Kalau diterjemahkan kata per kata, maantaan berarti menghantarkan. Sedangkan pamanggia adalah pemanggil atau penyeru. Secara makna maantaan nasi pamanggia adalah tradisi menghantarkan seserahan dari keluarga ayah (induk bako) ke rumah pengantin perempuan (anak daro).
Maksud dan Tujuan
Tradisi ini merupakan wujud rasa memiliki dan tanggung jawab dari keluarga ayah terhadap anak piusang-nya. Selain itu barang-barang yang dihantarkan bisa membantu dalam meringankan beban baralek keluarga besannya, dan merupakan penerapan falsafah barek samo dipikua, ringan samo dijinjiang.
Pelaksanaan
Maantaan nasi pamanggia dilaksanakan sehari sebelum baralek. Diantarkan oleh ibu-ibu dari urang rumah induk bako. Merupakan kewajiban adat yang sudah dilaksanakan secara turun temurun. Nasi pamanggia yang dibawa terdiri dari: ayam, pisang, kelapa, beras, dan beras pulut, serta kain panjang yang banyaknya menurut kesanggupan dari keluarga induk bako. Semuanya itu dimasukkan kedalam beberapa buah saok aia pandan, penutup talam warna-warni berbentuk segi tiga bulat. Dibawa ke rumah anak daro dengan cara dijunjung di atas kepala.
Pengantar terdiri dari keluarga pasumandan(dari pihak ayah) dan urang sapasukuan-nya, yang secara beriringan datang ke rumah anak daro. Jumlah rombongan yang datang hendaknya disesuaikan dengan kemampuan anak pisang, jangan sampai memberatkan tuan rumah. Dalam adat diistilahkan dengan:
Nan dapek malu ka mamangkua pangkua balabih.
Kok kamakan pinggan kurang.
Maksudnya jangan sampai orang yang datang lebih banyak dari jamuan yang disuguhkan. Selain itu pakaian juga diatur menurut adat, berbaju kurung, bakodek basalendang atau berkerudung (Dartukni Mandi Panduko Rajo).
Makna dan Sejarah
Sejatinya kekuasaan mamak terhadap kemenakan di Minangkabau seolah-olah tanpa batas. Tanggung jawab mamak sudah dimulai dari mendidik sejak kecil, mencarikan jodoh, sampai berumah tangga. Biaya untuk kelangsungan hidup kemenakan menjadi tanggung jawab mamak, yang diambilkan dari harta pusako tinggi (Yaswirman, 2016: 172).
Ayah diibaratkan sebagai abu diateh tunggua, yang bisa dengan mudah datang dan pergi kapan saja. Maantaan nasi pamanggia merupakan wujud tanggung jawab keluarga ayah (bako) terhadap anak pisang-nya yang akan menikah. Dengan harapan hantaran yang diserahkan bisa dijadikan sebagai tambahan untuk bahan masakan, dan membantu meringankan beban keluarga anak daro dalam memikul biaya baralek.

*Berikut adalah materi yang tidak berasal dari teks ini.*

PR #2581, opened 2020-07-15
publish_glitch gulp task update

jeffposnick:
(Moving this to a fresh PR as https://github.com/GoogleChrome/workbox/pull/2570 wasn't picking up the latest commits for reasons unknown.)

R: @philkrie 

The `publish-glitch.js` task wasn't properly converted to the new `gulp` task setup as part of #2517. The old task got imported into the v6 branch via #2537.

This PR updates the `publish-glitch.js` task to match what we're doing in the other v6 tasks. I don't have things set up to run it myself, so it would be appreciated if you could try it out for me via `gulp publish_glitch`, @philkrie  (note the underscore) and confirm that it works as expected.

### DIFF
--- a/gulp-tasks/publish-glitch.js
+++ b/gulp-tasks/publish-glitch.js
@@ -15,6 +15,8 @@ const olt = require('common-tags').oneLineTrim;
 const tempy = require('tempy');
 const upath = require('upath');
 
+const logHelper = require('../infra/utils/log-helper');
+
 const DEMOS_DIR = 'demos/src';
 
 async function publish_glitch() {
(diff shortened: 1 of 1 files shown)


philkrie:
thanks for the changes, just confirmed this works. might be good to add some more logging when a push completes successfully, but let's merge this and I can add that in a different PR.

jeffposnick:
Okay! In general, the logs in v6 are much less verbose, with the philosophy "if nothing was logged, that means it worked".

That might have been a bit too extreme in this case, so yeah, feel free to add in any logs after.

PR #2591, opened 2020-07-29
Warn when an async matchCallback is used

jeffposnick:
R: @philipwalton

Some dev-only logging to help developers who are writing their own `matchCallback` functions, and mistakenly write them as `async` functions.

Dulu nasi pamanggia hanya dihantarkan pada malam sebelum hari baralek. Seiring berjalannya waktu, kemudian entah kapan dimulainya berubah menjadi siang hari, sebelum atau sesudah shalat Ashar.
Pengantarnya dulu hanya keluarga terdekat dari induk bako. Tetapi saat ini karib kerabat lain sudah banyak yang ikut dalam mengantarkannya. Sebagian masyarakat sudah menganggap kegiatan ini sebagai sebuah hiburan. Sehingga terkadang sudah memberatkan bagi keluarga anak daro dalam menjamu mereka yang datang.
Hantaran yang dibawa saat ini-pun tidak selengkap pada zaman dulu. Terkadang yang dibawa hanya beras, kelapa, dan kain. Bagi sebagian mereka yang baralek di luar Saniangbaka atau dirantau, adat maantaan nasi pamanggia masih tetap dijalankan. Tapi tidak selengkap dikampuang. Mereka yang datang hanya membawa beras, tapi jumlahnya tentu jauh lebih banyak. Ada juga yang memberikan bantuan berupa uang.